**Data under study:**
◆ ◆ ◆
PR #2598, opened 2017-03-16
FB-173 Added GTM client and tracked split tests using the data layer

fauvel:


library/CMService/GoogleTagManager/Client.php
```diff
@@ -0,0 +1,69 @@
...
+
+    public function trackAction(CM_Action_Abstract $action) {
+    }
+
+    public function trackPageView(CM_Frontend_Environment $environment, $path) {
+        if ($viewer = $environment->getViewer()) {
+            $fixture = new CM_Splittest_Fixture($viewer);
+        } elseif (CM_Http_Request_Abstract::hasInstance()) {
+            $request = CM_Http_Request_Abstract::getInstance();
+            if ($request->hasClientId() || (int) $request->getCookie('clientId')) {
```
fauvel: @njam any idea how to make this better? I need to retrieve the client id if there is one, and I want to avoid creating one if not.

njam:

library/CMService/GoogleTagManager/Client.php
fauvel: The goal here is to retrieve all existing split test variations assigned either to the viewer or to the request client. If there's no clientId yet, there cannot be any variation assigned to the request client. We don't want to create a clientId on-the-fly here: We need to take into account performance considerations, because we're going to run this code for every single page view. We've already decided a long time ago not to create blindly one clientId for every request client, but only to do so when required.

library/CM/Http/ClientDevice.php
```diff
@@ -37,6 +37,13 @@ public function getIp($dotNotation = null) {
     }
 
     /**
+     * @return CM_Http_Request_Abstract
+     */
+    public function getRequest() {
```
njam: I think we should avoid exposing the Request here for two reasons:
- We expose too much, which adds unnecessary dependencies
- What we want to access should not be on a Request reference in the first place (but maybe on a ClientDevice)?

How about we proxy what we need like we're doing it already with `getIp()`?

fauvel: So let's introduce `$clientDevice->getId($createIfNew = null)` instead? And proxy to `$this->_request->findClientId()` resp. `$this->_request->getClientId()` then? Wdyt?

fauvel:
Tagged 1.243.3

PR #2603, opened 2017-03-17
Trigger "navigate:*" events on any location change

njam:
Goal: trigger the `navigate:*` events not only on ajax navigation, but also on location changes when only the client-side state changes.


njam:
@alexispeter please review

alexispeter:
lgtm

PR #2605, opened 2017-03-21
FB-105 Use only the Site in CM_Frontend_Render::getUrl()

zazabe:


zazabe:
it produces an issue with the captcha, because the url is generated with the language.

otherwise we could change `CM_Http_Response_Captcha::createFromRequest()` to support the language, and maybe layout/default/resource/manifest.json.smarty also?

zazabe:
But the idea here is to keep the same behavior than before, anyway, those `CM_Frontend_Render::getUrl*()` will be removed soon i think...

PR #2606, opened 2017-03-22
FB-326 Streamline CM_Janus_Server Url getters

zazabe:


njam:
A unit test would be nice?

PR #2610, opened 2017-03-23
FB-173 Send custom Page View event to the GTM

fauvel:


fauvel:
We need to send a custom Page View event to the Google Tag Manager in order to fire tags upon ajax navigation.

fauvel:
Tagged 1.243.4

PR #2611, opened 2017-03-24
Fix line separators

alexispeter:


alexispeter:
Ran an inspection and found "a few more" issues.

PR #2612, opened 2017-03-24
FB-333 Add FileReader form field

christopheschwyzer:


christopheschwyzer:
@{7d7c0e0b-25a2-49ba-bfe9-94768ea36b50,Tomasz Durka} maybe we should discuss a few things.
- General question. Is it enough to do client-side form field validation? I guess not :) It's just we don't want to upload the file until the form is submitted, but there could/should be some validation beforehand (I already do this now). 
- In `FileReader.php` with `createFile()` function we have to create a file, but `new CM_File()` required a path, that we obviously don't have. Any idea how we could handle this?
- I separated `FileReader` and `ImageReader`. Imo `FileReader` should be able to handle mixed files (images and other files) that's why I didn't separate the template and validation. Wdyt?
- Like I mentioned in the task description. FileReader is limited by the client's memory, same goes for the ability to resize images on the client. I'm a bit worried b/c e.g. new phones create huge image files. (I noticed this on the MBP!!)

christopheschwyzer:
Compress data before uploading? https://github.com/devongovett/brotli.js

christopheschwyzer:
This has been idle for some time and I'm not sure how we should prioritise this. This came up while working on an image cropper solution (See https://upsource.cargomedia.ch/sk/review/SK-CR-149). I don't like how these two things are coupled now. 

Like mentioned above I'm a bit worried about possible implications. Mostly about "FileReader is limited by the client's memory".  
At this point I can't really make a decision on how to move forward. @{7d7c0e0b-25a2-49ba-bfe9-94768ea36b50,Tomasz Durka} @{c7e8ab9c-90bf-4796-bb88-9aa7c8150044,Reto Kaiser} advise or kill it. :)

njam:
Rejecting for now, as we'll most likely create a completely new frontend.

PR #2613, opened 2017-03-27
FB-325 Improve CM/Url perf with cache in CM_Frontend_Render

zazabe:


zazabe:
see https://youtrack.cargomedia.ch/issue/FB-325#comment=93-992

PR #2614, opened 2017-03-27
FB-267 Add global event handler and trigger events on cud-operations on models

alexispeter:


tomaszdurka:
Wanted to discuss whole concept again a bit.

I see you've added all those triggers in model methods directly. Instantiating instance in method and triggering a method with event-handler as argument.
- Isn't this a bit overcomplicated and complicated to test?

Additionally this brings this kind of functionality only to the models - which probably ain't bad. Wdyt about delegating crud operations to single instance only - retrieved using service-manager (at least for now).
Meaning that we would have a model - doing operation and delegating it to some kind of action processing "service". This action processing could then persist data, trigger events etc. Difference would be using Dependency Injection and injecting all those "event-handelrs" to the action-processing-service (I always feel bad in using singleton in models, so would prefer it only once).

Let me know if you want to discuss it heads-up :)

alexispeter:
I'm not sure what the difference would be. This action-processing service sounds to me like it is the same as "CM_ModelEvents_Trigger", triggering events on an injected eventHandler, the only difference being that this action-processor is registered on the serviceManager, which would "save" some object instantiations I guess?
if I misunderstood you, could you show me with pseudo-code how triggering a model-event would look like with your solution?

PR #2615, opened 2017-03-28
Reset config first in TH

njam:


njam:
This is to prevent that some config changes in tests will affect the cleanup of other parts like database.
Config is one of the most fundamental modules, so should be cleaned up first.

PR #2617, opened 2017-03-28
FB-360 Make sure the "variables"-field is set when creating a languageKey without variables

alexispeter:


library/CM/Model/LanguageKey.php
```diff
@@ -132,6 +132,7 @@ public static function create($name, array $variables = null) {
             'updateCount'             => 0,
             'updateCountResetVersion' => 0,
             'javascript'              => false,
+            'variables'               => null,
```
tomaszdurka: Shouldn't we rather make variables non-optional and set them to empty array instead?
Then we could drop the getter check and always expect array. 

I think it's cleaner but requires update script to change or nulls to arrays.

@{889dab99-4493-437d-87fa-92d5ed832ec7,Alexis Peter} wdyt?

alexispeter: Alright with me.

PR #2618, opened 2017-03-30
FB-369 set "executedAt" inside CM_Migration_Model::create()

alexispeter:


tests/library/CM/Migration/ModelTest.php
```diff
@@ -21,7 +20,7 @@ public function testCreate() {
         $this->assertSame([
             'tries'                    => 0,
             'originalExceptionMessage' => "SQLSTATE[23000]: Integrity constraint violation: 1062 Duplicate entry 'foo' for key 'name'",
-            'query'                    => 'INSERT INTO `cm_migration` (`name`) VALUES (?)',
+            'query'                    => 'INSERT INTO `cm_migration` (`name`,`executedAt`) VALUES (?,NULL)',
```
tomaszdurka: I thought it's a default value so we don't need it, but looks good.

library/CM/Migration/Model.php
```diff
@@ -55,6 +55,7 @@ protected function _getSchema() {
     public static function create($name) {
```
tomaszdurka: |`line 47`|
|---|
Again should this be optional if we expect this to be set aka _get to always work?

alexispeter: It should be optional because it can be null. Optional does not mean that it can be completely absent.

tomaszdurka:
Ok.
Hmm bit confused now. I am not recalling how exactly this works, but from what I understand:
- making field optional is only way to set it to null, when other type is defined
- _get method returns null if it has been set to null, but throw if not set at all?
- _has method is needed to distinguish 2 above?
- you setExecuteStamp on start to not need to _has as mentioned above?

Sorry for the confusion, i just wanted to understand it better.

alexispeter:
* Yes (but I would say it is the intended and the only way. optional means that this field may either be of the specified type or null).
* Yes.
* Yes and no, a field not being set is an illegal state for the object if you ask me.
* The reason I setExecuteStamp on start is so that the databag is in a valid state.

The point of the storage-adapter is to have an orm-style schema that is always adhered to. This means that data should be fetchable and storable by doing nothing more than _get(propertyName) and _set(propertyName, propertyValue) respectively. This also means that getters and setters are not permitted to do additional stuff like return null if the property is not set.
If doing that is a requirement, then a storageAdapter should not be used.

alexispeter:
* Yes (but I would say it is the intended and the only way. optional means that this field may either be of the specified type or null).
* Yes.
* Yes and no, a field not being set is an illegal state for the object if you ask me.
* The reason I setExecuteStamp on start is so that the databag is in a valid state.

The point of the storage-adapter is to have an orm-style schema that is always adhered to. This means that data should be fetchable and storable by doing nothing more than _get(propertyName) and _set(propertyName, propertyValue) respectively. By extension, this means that getters are not permitted to do additional stuff like return null if the property is not set.
If doing that is a requirement, then a schema should not be used.

I guess in the end the question is, should the absence of data be handled as if that data was null?

Issue #18, opened 2016-09-10
Landing page


ricco386:
On the landing page show list of available events. 
If there is just one event redirect to its details page. 

- [x] #19 Create list events view 
- [x] #17 Show event details view

Redpoint1:
the checkboxes are not checked but tickets are closed ... so the dependencies are solved

ricco386:
@Redpoint1 yes I have updated the issue dependencies as done.

We still need the index page, either display list or details of event...

ZoltanOnody:
I'll do it.

ricco386:
@Redpoint1 @ZoltanOnody thanks PR has been merged to master

PR #93, opened 2016-09-23
Event list redirect

ZoltanOnody:
issue #18 

@ricco386 is this how you mean it?

### DIFF
--- a/konfera/views.py
+++ b/konfera/views.py
@@ -5,7 +5,7 @@ from konfera.models import Event, Talk
 
 
 def event_sponsors_list_view(request, event_slug):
◆ ◆ ◆
**Directions:**
In the listing above, locate the line containing "A unit test would be nice?" and the line containing "could handle this?". Transcribe those two lines and everything between them, exactly as written.

**Result:**
A unit test would be nice?

PR #2610, opened 2017-03-23
FB-173 Send custom Page View event to the GTM

fauvel:


fauvel:
We need to send a custom Page View event to the Google Tag Manager in order to fire tags upon ajax navigation.

fauvel:
Tagged 1.243.4

PR #2611, opened 2017-03-24
Fix line separators

alexispeter:


alexispeter:
Ran an inspection and found "a few more" issues.

PR #2612, opened 2017-03-24
FB-333 Add FileReader form field

christopheschwyzer:


christopheschwyzer:
@{7d7c0e0b-25a2-49ba-bfe9-94768ea36b50,Tomasz Durka} maybe we should discuss a few things.
- General question. Is it enough to do client-side form field validation? I guess not :) It's just we don't want to upload the file until the form is submitted, but there could/should be some validation beforehand (I already do this now). 
- In `FileReader.php` with `createFile()` function we have to create a file, but `new CM_File()` required a path, that we obviously don't have. Any idea how we could handle this?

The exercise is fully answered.